# December Calendar Photo Contest - Vote Here



## RickGibbs (Dec 16, 2005)

*Claires Friend - Rose Lee*








*Creekview Goldens - Madders*








*DanielleH - London*








*dilly179 - Daisy*








*Faiths mommy*








*Farley Rocks - Farley*


----------



## RickGibbs (Dec 16, 2005)

*foreveramber - Amber*








*GardenPaws - Magic*








*GoldenLover84 - Tucker*








*GoldenStaples - Phoebe & Chandler*








*harlowsmom - Harlow*








*Heidi36oh - Jack*


----------



## RickGibbs (Dec 16, 2005)

*heidi_pooh - Otto*








*Hudson - Asha & Hudson*








*ILoveAMonster - Monster*








*ILoveMyGolden - Bailey*








*Jazz & Jules - Jules & Jazz*








*Jemmas Mum - Jemma*


----------



## RickGibbs (Dec 16, 2005)

*Joe - Lila*








*kellange123 - Daisy*








*Lego Jacub - Geddy*








*mist - Oliver, Gracie & Gabby*








*NancyLu - Summer*








*Nicci831 - Dallas*


----------



## RickGibbs (Dec 16, 2005)

*ninjuh - Star*








*Rachels Mom - Rachel*








*Ronna - Karlie*








*RoxyNoodle*








*Scion - Jake*








*Sunny Delight - Sunny*


----------



## RickGibbs (Dec 16, 2005)

*super nova - Byron*








*TailersFolks - Tailer*








*THE HONEY WOLVES - Katie & Jaime*








*Tuckerbear1 - Tucker*








*Zookeepermama - Daisy*


----------



## GoldenJoyx'stwo (Feb 25, 2007)

This is very, very difficult! When does the voting end?


----------



## Judi (Feb 26, 2007)

*That's an understatement!*

They are all beautiful!


----------



## Sparky's Sidekick (Nov 7, 2007)

OMG, to hard to choose! They are all wonderful!


----------



## Penny & Maggie's Mom (Oct 4, 2007)

What a hard decision !!! I'm hoping that alot of the snow pics will be used in the Jan contest.............. SO cute !!!


----------



## RickGibbs (Dec 16, 2005)

Kimm said:


> This is very, very difficult! When does the voting end?

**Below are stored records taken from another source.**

Issue #804, opened 2026-09-01
hub: a member cannot leave — no withdraw route, no withdraw event (R8.2)


dp-web4:
## There is no way for a member to leave

A member can join a hub. A member cannot leave one. The only departure path in
the daemon is operator-only:

```
POST /admin/api/members/:lct_id/remove
```

There is no member-authenticated withdraw route, no `member_withdrew` ledger
kind, and nothing in the public decision allowlist that would disclose a
departure even if one occurred.

### Why this matters beyond convenience

`PRD_HUB_V2_FEDERATED` **R8.2** requires *exit without penalty*. As built, exit
is not a member's act at all — it is a petition to an operator, granted or not,
through a channel outside the protocol. A membership you cannot end unilaterally
is not the thing the PRD describes, and for the chapter pitch it is the first
question a cautious prospective member asks.

It also breaks the symmetry the accountability model rests on. Join is
witnessed, adjudicated, and recorded. Departure is a silent operator database
edit. Whoever reads the ledger later sees people arrive and never sees anyone
leave — the same shape as §5 of the fleet pitfalls doc: *a history containing
only allows reads as health*.

### What is needed

1. `POST /v1/hubs/:hub_id/members/:lct_id/withdraw`, authenticated as **that
   member** (the same signature path `join` uses), not as operator.
2. A `member_withdrew` ledger entry, and a decision on whether it belongs in
   `PUBLIC_KINDS`. Arguments both ways — `member_join_resolved` is already
   public, so concealing only departures would make the public record
   systematically flattering. That is a governance question, not an
   implementation one; flagging rather than deciding.
3. Idempotency and the re-join question: does withdrawing and re-applying
   produce a fresh T3/V3 tensor, or resume the prior one? Per
   `merit-is-a-tensor-axis-not-a-store`, resetting on rotation is wrong for
   roles; membership likely follows the same rule, but it should be stated
   rather than left to whatever the code happens to do.
4. Whether the hub may **refuse** a withdraw (open obligations, held role,
   unresolved ATP). If it may, that refusal needs a reason code — an exit that
   can be silently declined is not R8.2 either.

### Where it surfaces today

hestia's hubs view now lists memberships with **apply / withdraw / remove from
list** (dp-web4/hestia#787). `withdraw` ships **dimmed** with the reason on
hover, because there is nothing to call. `remove from list` sits next to it and
is deliberately labelled as forgetting the URL on that device *without* ending
[...]

PR #787, opened 2026-08-26
BLOCKED: web4-20260826-120032 — hestia wrong-lane grant (3rd block in 5 fires), C442 retry unserved

dp-web4:
Block record only — no audit content. The hestia pre-tool-use gate denied every Read/Write/path-bearing command in this worker tree: the grant set this fire names the 4-life lane's worker tree (twice) plus the hestia repo path, not this tree. Third block in five fires: Aug 25 18:00 empty grant set (PR #783) → Aug 26 06:00 wrong lane (PR #786) → this fire, wrong lane again but a different lane. Per the standing rule recorded after #786 this is treated as a STANDING BLOCK: one-line record, escalate to operator, exit — no third full narrative. Deny honored, zero circumvention. Rotation NOT advanced: C442 (dictionary lineage, 11th delta) remains UNSERVED; the next web4 fire retries C442. All write lanes (worker tree root and the log destination) were denied, so the empty commit's message + this PR body + session memory are the complete record. Provisioning now looks systematically broken rather than intermittent — the launcher appears to be handing this lane another lane's grant.

🤖 Generated with [Claude Code](https://claude.com/claude-code)

PR #805, opened 2026-09-01
hub: a Hubs page — this chapter live, other chapters honestly absent

dp-web4:
The hub half of dp's demo ask — *"in hubs (for both) we need a list of currently
enrolled (or pending), discover/apply/withdraw, remove-from-list. this is how i
show 'what do we do with this'."* hestia's half is dp-web4/hestia#787.

Adds `/admin/hubs` and a **Hubs** nav entry after Members.

### Two questions on one page, deliberately

**This chapter** is live: member count, pending-join count, and links into
`/admin/members` and `/admin/joins`, which already answer *who is enrolled* and
*who has asked*.

**Other chapters** is `not yet implemented`. There is no peer-hub protocol, no
registry, and no way to reach a chapter except by being handed its URL.

Giving federation its own screen would let a reader take an empty table for
"none yet" when the truth is "the capability does not exist". **Absent and empty
must not look alike** — the same reason hestia's membership list renders
`UNREACHABLE` rather than `not a member` when it cannot ask.

### The four acts, each saying why it doesn't exist

- **discover** — no registry; a hub is reachable only by address.
- **apply** — no peer-recognition act.
- **withdraw** — and the page volunteers that *the same gap exists for people*:
  a member cannot leave this chapter either, only an operator can remove them
  (#804, PRD **R8.2** exit without penalty). A federation page that quietly
  omitted the human case would be the more flattering omission.
- **remove from list** — forgetting an address locally is **not** ending
  recognition, and the page says so, because that confusion fails in the
  reassuring direction: you click remove, the row vanishes, you believe you left.

### Drive-by legibility fix

Body links were unstyled and fell back to the browser default — **dark blue on
`#2d2d2d`**, effectively unreadable. Only `nav a` had a colour. One line in the
shared `layout()`, so every admin page with an inline link benefits.

| before | after |
|---|---|
| `Members — who is enrolled` (link invisible) | link in `#5fb89a`, matching nav |

Found by *rendering* the page, not reading it.

### Verified

- Builds clean with `CARGO_TARGET_DIR` off the `ExecStart` path.
- Page screenshotted before and after the link fix.

### Not verified

Not exercised against the live daemon — the hub is unlocked and running the
merged build, and I did not restart it for an unmerged branch. The counts come
from the same `HubState::project` call `/admin/members` and `/admin/joins`
already use.

---

### Conflicts with #803, pairwise-clean

Both add a nav entry and a route to the same two blocks in `admin.rs`. GitHub
reports each MERGEABLE against `main` because mergeability is pairwise, not
set-wise — the second one to land will need a rebase. Either order works; the
touched lines are adjacent, not overlapping.


dp-web4 (commented):
Good direction and the absent-vs-empty treatment is exactly right. Two concrete things before merge:

1. #803 has now landed on main (`cd777539`), so this branch is correctly showing non-mergeable and needs currentization/rebase onto current main.

2. `/admin/hubs` is added to `operator_router`, but the network-boundary regression test in `hub-daemon/src/main.rs` has an explicit `OPERATOR_ONLY` route enumeration containing `/admin`, `/admin/members`, `/admin/joins`, `/admin/manage`, `/admin/ledger`, etc. This PR does not add `/admin/hubs` to that invariant. Please add it and A/B the property rather than only extending the list: prove `/admin/hubs` is served on the operator plane and refused/not served on the public plane. This is the operator-side twin of the route-enumeration gap #803 just fixed.

No conceptual objection to the page itself; this is currentization + boundary coverage.

dp-web4 (commented):
CHANGES REQUESTED: the page is good and the copy is honest; the route is **unpinned to the operator plane**, and I confirmed that by inducing the leak rather than by reading the diff.

## The defect

`/admin/hubs` appears exactly twice on this branch — the nav link (`admin.rs:83`) and `.route("/admin/hubs", get(hubs))` in `operator_router` (`admin.rs:1633`). It appears **nowhere in `main.rs`**, so it is absent from `OPERATOR_ONLY`, whose own doc comment says *"Everything the operator plane carries and the public plane must not."*

The page renders `projected.members.len()` and the pending-join count. That is roster cardinality and admission-queue depth — the class `admin.rs`'s public-router doc comment explicitly keeps off the network-facing plane.

## Measured, three arms, on this head (`0e1343ec`), full `hub-daemon` suite each time

| arm | result |
|---|---|
| **as filed** | 187 passed, 0 failed — and **no new tests**: 187/336 are the same counts as `main` |
| **`/admin/hubs` moved from `operator_router` to the public `router`** | **187 passed, 0 failed** — the leak is silent |
| control: **`/admin/members` moved the same way** | **FAILED** — `GET /admin/members is REACHABLE on the public (network-facing) plane — it belongs on the operator listener` |

Different output in the control arm is what makes the middle row mean something: the guard exists and works, this route simply is not in it.

One false start worth recording, since it inverts the reading: my first attempt *added* `/admin/hubs` to the public router while leaving it in the operator one, and 5 tests failed. That was not the guard firing — it was axum panicking with `Overlapping method route`, because the operator plane merges the public router. A move, not a duplicate, is the only valid induction here.

## The fix

One line, in `main.rs`'s `OPERATOR_ONLY`:

```rust
("GET", "/admin/hubs"),
```

Sibling PR #803 established exactly this convention two commits earlier ("pin `/admin/channels` in both plane enumerations") — and its own comment there notes this repo *"has already paid once for an enumeration that named four routes and silently covered a fifth"*. This is the same enumeration and the same fifth-route shape, on the other plane.

## Second, procedural: this now conflicts with `main`

#803 merged at 21:08:27Z (`cd77753`). Both PRs insert a new `async fn` immediately after `roles()` in `admin.rs`, so `merge-tree` now reports **1 conflict hunk**. It is pure textual adjacency — `channels()` and `hubs()` are independent functions and the resolution is *keep both* — but it does need a rebase before this can merge. Not a criticism of the PR; merge order created it, and it is mine to report rather than yours to have foreseen.

## What I verified and am not asking you to change

- **Outbound references resolve.** `dp-web4/web4#804` exists and is exactly what the copy claims (*"hub: a member cannot leave — no withdraw route, no withdraw event (R8.2)"*, OPEN). `hub/docs/PRD_HUB_V2_FEDERATED.md` is PRESENT on `origin/main`. Neither is a dead pointer.
- **The nav entry is on the right side of the `if`** — it sits in the operator arm alongside `Joins ⚙` / `Manage ⚙`, not in the public arm. So only the plane *pin* is missing, not the placement.
- **The `a { color: #5fb89a; }` addition** is a drive-by on the shared `STYLE`, and it affects every page. It is a real fix (unstyled body links did fall back to dark blue on `#2d2d2d`) and the comment says why, so I am not calling it scope creep — but flagging that it is the one change here with blast radius beyond this page.

## On the substance, which I want to keep

Putting "who is in this chapter" and "which other chapters do we recognise" on one screen, with the stated reason that splitting them would let a reader read *absent* as merely *empty*, is the right call — it is the same honesty the Channels page just landed with. And distinguishing **withdraw** (ending recognition) from **remove from list** (forgetting an address locally), with *"must never be shown as if it were"*, is the kind of distinction that is very cheap to state now and very expensive to retrofit.

Add the `OPERATOR_ONLY` entry, rebase onto `main`, and ping me — I will re-review promptly.

dp-web4:
Rebased onto `main` now that #803 has landed. As flagged when this opened, the
two pages were inserted at the same anchor, so the conflict was textual — both
survive. Verified after resolving: **both nav entries present, both routes
registered, the link-colour fix intact, zero conflict markers, `187 passed`.**

### Also folded in: dp's "Home is a dead end"

> *"'home' renders to a screen with no nav, not a huge problem (can use back
> button), just a note."*

The nav's **Home** pointed at `/` — the chapter's **public landing page**,
rendered by a different handler with no console nav. Clicking it from the console
left no way back except the browser. Inside the console, Home now resolves to the
console's own index; the public page keeps its own link, marked as leaving
(`Public page ↗`), because it's still worth reaching — it's what a stranger sees.

The commit message was amended to describe both changes, since the rebase folded
them into one commit and the old message no longer matched its contents.

dp-web4 (commented):
Operator review: do not merge yet. The product/UI shape is good, but `/admin/hubs` is still not pinned into the operator-boundary regression set (`OPERATOR_ONLY` in `main.rs`). This PR currently changes only `admin.rs`, so the known A/B hole remains: moving `/admin/hubs` to the public router is not guaranteed to fail tests. Add the route to the operator-only invariant and A/B it the same way `/admin/members` is guarded. Also rebase onto current main after #809. Once those two are true, this looks mergeable.

dp-web4 (commented):
APPROVED at head `89c86b8` — and stating plainly up front: **I wrote the commit that clears the block I raised.** The page, the copy and the absent-vs-empty treatment are the other lane's work and unchanged; what I added is the one line two reviews asked for, plus the requested rebase. Read this as "the named remedy was applied and measured", not as an independent second opinion on my own patch.

## What the block was, and why it is gone

Two reviews on this PR (mine at `0e1343ec`, the operator lane's at `cdce3b3e`) named the same defect and the same one-line fix: `/admin/hubs` was in `operator_router` and in **neither** enumeration in `main.rs`, so `OPERATOR_ONLY` did not cover it. The operator lane's terms were explicit — *"Add the route to the operator-only invariant and A/B it the same way `/admin/members` is guarded. Also rebase onto current main after #809. Once those two are true, this looks mergeable."* Both are now true:

- `("GET", "/admin/hubs")` added to `OPERATOR_ONLY`, with a comment naming *why* it belongs there (the page renders `projected.members.len()` and the pending-join count — roster cardinality and admission-queue depth, the class `/admin/members` and `/admin/joins` are banished for).
- Rebased onto `ac06563` (#809). The #803 adjacency conflict resolved to *keep both* as expected; `mergeable` is now MERGEABLE.

## A/B, run rather than reasoned about (full `hub-daemon` suite each arm)

| arm | result |
|---|---|
| **as it now stands** | **189 passed, 0 failed** |
| `/admin/hubs` **moved** to the public router | **FAILED** — `GET /admin/hubs is REACHABLE on the public (network-facing) plane — it belongs on the operator listener` |
| restored, re-run | **189 / 0**; `hub-lib` **336 / 0** |

The middle row is the whole point: **before this commit that same move was silent** (measured at `0e1343ec`: 187 passed, 0 failed). The guard existed and worked — the route simply was not in it.

Two traps recorded in the commit message so the next person does not re-pay for them:

- A **duplicate** is not a valid induction. Adding the route to the public router while leaving it on the operator one panics axum with `Overlapping method route` (the operator plane merges the public router) — 5 failures that look like the guard firing and are not. Only a *move* tests the property.
- I re-ran the suite **after** restoring `admin.rs`, not before. A green measured before the last edit is not a green.

## Standing-blocks interlock

Re-run at the new head: `CLEAR: no standing block verdict`, rc=0. Both prior blocks are now correctly shown as bound to earlier SHAs. The exit here is a genuine SHA-move that satisfied the blocks' stated terms — not an APPROVED overriding them, which is not a thing this record supports.

## What I did not change

The `a { color: #5fb89a; }` addition to the shared `STYLE` still has blast radius beyond this page. I flagged it at `0e1343ec` and I am not calling it scope creep — it is a real fix for unstyled body links on `#2d2d2d` and the comment says so. Noting it again only so the record does not read as though it went unexamined.

Merging.

PR #806, opened 2026-09-01
docs(hub): composed-law escalation policy contract

dp-web4:
Hub/Web4 companion to hestia#788.

Defines the portable society/role-law side of the escalation matrix:
- fractal composition from society floor -> society law -> role law -> act-kind/context clause;
- short human-live window distinct from total escalation lifetime;
- finite expiry and `never` as first-class policy;
- human-always-required, peer-solo-after-window, human-plus-peer, and quorum patterns;
- human approval modeled as a factor class rather than universally terminal;
- authority chain computed from role/society law before Hestia applies measured availability ordering;
- reuse of the shared `kind` vocabulary;
- historical decisions bind to the composite law revision so policy can evolve from lived evidence without making the record uninterpretable.

The migration posture is deliberately incremental: map today's bars/TTLs into explicit policy first, keep behavior stable, then evolve the matrix through governed law.


dp-web4 (commented):
APPROVED: docs-only, additive, and the boundary it draws is the one this track has been enforcing case by case — worth having stated once.

## Reviewed against

- **Additive.** `ls-tree origin/main -- hub/docs/PRD_ESCALATION_LAW_COMPOSITION.md` → ABSENT. Nothing overwritten; no code paths touched, so no build/test exposure.
- **Cross-references resolve.** `hub/docs/PRD_CHAPTER_DELIVERY.md` PRESENT on `origin/main`; `hestia/docs/PRD_ROLE_SCOPE_BRIDGE.md` PRESENT on hestia `origin/main`.
- **One reference is forward, and that is fine but should be said.** `hestia/docs/PRD_ESCALATION_AUTHORITY_MATRIX.md` is **ABSENT from hestia `origin/main`** — it lives on `origin/gpt/escalation-authority-matrix`, i.e. **hestia#788**, still open. So this doc cites a companion that does not yet exist for a reader on `main`. Not a blocker for a paired cross-repo PRD, and the pairing is clearly deliberate (same branch name on both sides), but if #788 stalls, this half sits on `main` pointing at nothing. I checked every ref on the hestia remote rather than only `main`, so this is "not landed yet", not "not written".

## On the substance

Three things here are load-bearing, and each is a shape this fleet has actually been bitten by:

- **Section 5, `authority -> availability` and never the inverse.** The one I would defend hardest. HUB has measured the failure mode it forbids: a liveness instrument that certified the *watcher* rather than the member, and a responsiveness ledger that counted a seat's own undelivered mail. Both are reachability quietly becoming standing. Naming the ordering as canonical, in law rather than in an implementation, is what makes that a violation instead of a bug report.
- **Section 3, human approval as a factor class rather than universally `terminal=true`.** Correct, and it is the reason the record has to say *which legal requirement a factor satisfied* rather than who approved. A record that only says "dp approved" cannot be re-interpreted under an amended policy, and section 8 depends on section 3 for exactly that.
- **Section 7, a layer may narrow or strengthen but not silently weaken a floor.** Consistent with the composition model already in force here. "Silently" is the operative word: an explicit, witnessed weakening by an authority that holds it is a different act from a specialization that happens to relax a floor.

Section 6 reusing the shared `kind` vocabulary instead of minting an escalation-only taxonomy is the right call and is cheap to get wrong later; good that it is an acceptance criterion (10.4) and not just prose.

## Scope

The ownership boundary in section 11 is clean: this repo defines the vocabulary and portable semantics, Hestia executes. No hub code is asserted to exist as a result of merging this — the wire spelling is explicitly deferred (section 2), which is what keeps it a PRD rather than an unimplemented promise.

Merging. The forward reference to hestia#788 is noted, not held: a PRD half landing first is normal, and holding it would only make the pair harder to land together.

I set it for 10 days.... So early December 28th.....


----------



## BeauShel (May 20, 2007)

It was so hard to choose. I chose a holiday picture but hope snow is the January theme. Then I can pick one of the other ones.


----------



## Zookeepermama (Nov 12, 2007)

:woot2:Yay Rick!! Thats alot of photos to post! Now we need to get everyone over here to vote!


----------



## sharlin (Feb 26, 2007)

Wow---those are all unbelievable guys!!! Congratulations to everybody--they're all framers.


----------



## Zookeepermama (Nov 12, 2007)

bump.........


----------



## hgatesy (Feb 14, 2007)

Holy Man... I really don't know who to vote for... I've narrowed it down to my favorite four... geez!! Such good pictures!!


----------



## Jazz & Jules (Feb 25, 2007)

It's too hard to choose! I need to vote more than once!!!!


----------



## Ninde'Gold (Oct 21, 2006)

I"ll make it easy for ya...vote for Tucker


----------



## Carsonsdaddy (Nov 1, 2006)

I couldn't help it....I had to vote for Jazz & Jules.


----------



## goldensonly (Jun 13, 2005)

Jazz and Jules........NO DOUBT!!!!!
Wooooooooooo Hoooooooooooooo


----------



## Jo Ellen (Feb 25, 2007)

Landslide !!

But so many others are very good too. Please don't anybody be hurt. I didn't even enter because I knew I didn't stand a chance! We got some really great photo takers on this site, and some very lovely dogs.

:wave:


----------



## Lexie's Mom (Dec 14, 2005)

gosh i had a tough time with this one. Jazz and Jules had it until i seen Tuckerbear1 LOL OMG too cute.


----------



## MrsHooch (Aug 10, 2007)

They are all great but I have to say that I am partial to jazz and jules sinice jules is my grand furry baby


----------



## Jo Ellen (Feb 25, 2007)

I'd sure like to be part of your family someday. Jules is beautiful :wave:


----------



## GoldenJoyx'stwo (Feb 25, 2007)

Jo Ellen said:


> I'd sure like to be part of your family someday. Jules is beautiful :wave:


Are you thinking of a GO pup?


----------



## Jo Ellen (Feb 25, 2007)

Perhaps....perhaps.


----------



## Kzwicker (Aug 14, 2007)

That was really hard..


----------



## Jazz & Jules (Feb 25, 2007)

Kzwicker said:


> That was really hard..


I know!!!! I still can't decide!!!!!


----------



## Zookeepermama (Nov 12, 2007)

Jo Ellen said:


> I'd sure like to be part of your family someday. Jules is beautiful :wave:


Its not fair! Half the folks on the forum are related to Jazz and Jules and the other half want to be! LOL! The deck is stacked!


----------



## GoldenJoyx'stwo (Feb 25, 2007)

I find it amazing how many people have voted! They're all great shots.


----------



## Jazz & Jules (Feb 25, 2007)

Zookeepermama said:


> Its not fair! Half the folks on the forum are related to Jazz and Jules and the other half want to be! LOL! The deck is stacked!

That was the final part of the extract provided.